Exercise instructions ::
One number is the whole answer: the tally of lines in the records that include the word "file".

Data excerpts ::
PR #753, opened 2017-04-07
Cisco Nexus switch: Save running configuration to flash memory 

naved001:
Addresses #688 

This modifies the nexus driver so that changes made to the switch are persistent. This PR is similar to #749 

@zenhack @SahilTikale @henn

### DIFF
--- a/haas/ext/switches/_console.py
+++ b/haas/ext/switches/_console.py
@@ -16,7 +16,7 @@
 from abc import ABCMeta, abstractmethod
 from haas.model import Port, NetworkAttachment
 import re
-
+from haas.config import cfg
 
 _CHANNEL_RE = re.compile(r'vlan/(\d+)')
 
@@ -118,6 +118,16 @@ class Session(object):
 
         self.exit_if_prompt()
         self.console.expect(self.config_prompt)
+
+    def _save_check(self, switch_type):
+        """checks the config file to see if switch should save or not"""
+
+        save = True
+        switch_ext = 'haas.ext.switches.' + switch_type
+        if (cfg.has_option(switch_ext, 'save') and
+           not cfg.getboolean(switch_ext, 'save')):
+            save = False
+        return save
 
 
 def get_prompts(console):
--- a/haas/ext/switches/_console.py
+++ b/haas/ext/switches/_console.py
@@ -119,15 +119,12 @@ class Session(object):
         self.exit_if_prompt()
         self.console.expect(self.config_prompt)
 
-    def _save_check(self, switch_type):
+    def _should_save(self, switch_type):
         """checks the config file to see if switch should save or not"""
 
-        save = True
         switch_ext = 'haas.ext.switches.' + switch_type
-        if (cfg.has_option(switch_ext, 'save') and
-           not cfg.getboolean(switch_ext, 'save')):
-            save = False
-        return save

Output for this exercise ::
2